**To do**
Search the entries for the word "else" and return every line where it is found.

##### Provided data

PR #1594, opened 2025-12-09
xfree86: fix xf86VGAarbiterWrapFunctions() definition in non-libpciaccess case

metux:

### DIFF
--- a/hw/xfree86/common/xf86Bus.c
+++ b/hw/xfree86/common/xf86Bus.c
@@ -52,9 +52,8 @@
 #include "xf86platformBus_priv.h"
 
 #include "xf86_OSproc.h"
-#ifdef XSERVER_LIBPCIACCESS
 #include "xf86VGAarbiter_priv.h"
-#endif
+
 /* Entity data */
 EntityPtr *xf86Entities = NULL; /* Bus slots claimed by drivers */
 int xf86NumEntities = 0;
--- a/hw/xfree86/common/xf86DPMS.c
+++ b/hw/xfree86/common/xf86DPMS.c
@@ -44,9 +44,7 @@
 #include <X11/extensions/dpmsconst.h>
 #include "dpmsproc.h"
 #endif
-#ifdef XSERVER_LIBPCIACCESS
 #include "xf86VGAarbiter_priv.h"
-#endif
 
 #ifdef DPMSExtension
 static void


metux:
> Tried to compile with `meson setup --reconfigure -Dpciaccess=false` got bunch of errors

Looks like we should have an extra CI test case for -Dpciaccess=false

metux:
@X11Libre/all do we need -Dpciaccess=no at all ?

stefan11111:
> @X11Libre/all do we need -Dpciaccess=no at all ?

Not everything is pci, so I'd say yes.

metux:
> > @X11Libre/all do we need -Dpciaccess=no at all ?
> 
> Not everything is pci, so I'd say yes.

right now, the Xserver can't be built w/o pciaccess at all. and there's still a lot to do to make it work.

stefan11111:
> right now, the Xserver can't be built w/o pciaccess at all. and there's still a lot to do to make it work.

We can fix the build eventually and deal with any issues as they come.
We shouldn't remove the option to build without libpciaccess.

There are a lot of people using devices like raspberry pi's, which don't have any pci, and where stripping out everything unnecessary makes sense. I used to have such a device a long time ago.

metux:
> There are a lot of people using devices like raspberry pi's, which don't have any pci, and where stripping out everything unnecessary makes sense. I used to have such a device a long time ago.

Do the few kb really matter here ?
Note that we've also got lots of extra complexity for that in drivers, which we could get rid of.

stefan11111:
> > There are a lot of people using devices like raspberry pi's, which don't have any pci, and where stripping out everything unnecessary makes sense. I used to have such a device a long time ago.
> 
> Do the few kb really matter here ? Note that we've also got lots of extra complexity for that in drivers, which we could get rid of.

When dealing with ~200 MB ram and 2 GB disk, if that, every byte counts.
Builds without libpciaccess are intended for such devices.

metux:
> > There are a lot of people using devices like raspberry pi's, which don't have any pci, and where stripping out everything unnecessary makes sense. I used to have such a device a long time ago.
> 
> Do the few kb really matter here ? Note that we've also got lots of extra complexity for that in drivers, which we could get rid of.

Also note that our PCI support is heavily tied to libpciaccess, eg. by using struct pci_device.
The legacy PCI code pathes (pre-libpciaccess) just don't work at all anymore.

If you're really want an opt-out for pci support at all, then that would be a different thing - XSERVER_LIBPCIACCESSS isn't the right switch for that.

metux:
> When dealing with ~200 MB ram and 2 GB disk, if that, every byte counts. Builds without libpciaccess are intended for such devices.

In that case we need an entirely new switch that really disables the whole PCI subsystem.

metux:
merging this one now, leaving the disable-pci-issue to later iterations.

PR #1595, opened 2025-12-09
Refactor and remove a lot excess 'else'

GermanAizek:
There are too many 'if else' constructs in the code, it might be better to convert and use curly braces for better readability.


metux:
perhaps better for review to split it in multiple PRs

GermanAizek:
> perhaps better for review to split it in multiple PRs

I am closing PR due to the division into many PRs

PR #1601, opened 2025-12-09
os: Xtranssock: fix printf format warning

metux:
> ../os/Xtranssock.c: In function '_XSERVTransSocketReopen':
> ../os/Xtranssock.c:449:49: warning: format '%d' expects argument of type 'int', but argument 3 has type 'size_t' {aka 'long unsigned int'} [-Wformat=]
>         prmsg (1, "SocketReopen: invalid portlen %d\n", portlen);
>                                                  ~^     ~~~~~~~
>                                                  %ld

### DIFF
--- a/os/Xtranssock.c
+++ b/os/Xtranssock.c
@@ -446,13 +446,13 @@ static XtransConnInfo _XSERVTransSocketReopen (
     size_t portlen = portnamelen;
 #ifdef SOCK_MAXADDRLEN
     if (portlen > (SOCK_MAXADDRLEN + 2)) {
-      prmsg (1, "SocketReopen: invalid portlen %d\n", portlen);
+      prmsg (1, "SocketReopen: invalid portlen %llu\n", (unsigned long long)portlen);
       return NULL;
     }
     if (portlen < 14) portlen = 14;
 #else
     if (portlen > 14) {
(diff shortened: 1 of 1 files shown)


os/Xtranssock.c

##########

**Solution**
Refactor and remove a lot excess 'else'
There are too many 'if else' constructs in the code, it might be better to convert and use curly braces for better readability.
 #else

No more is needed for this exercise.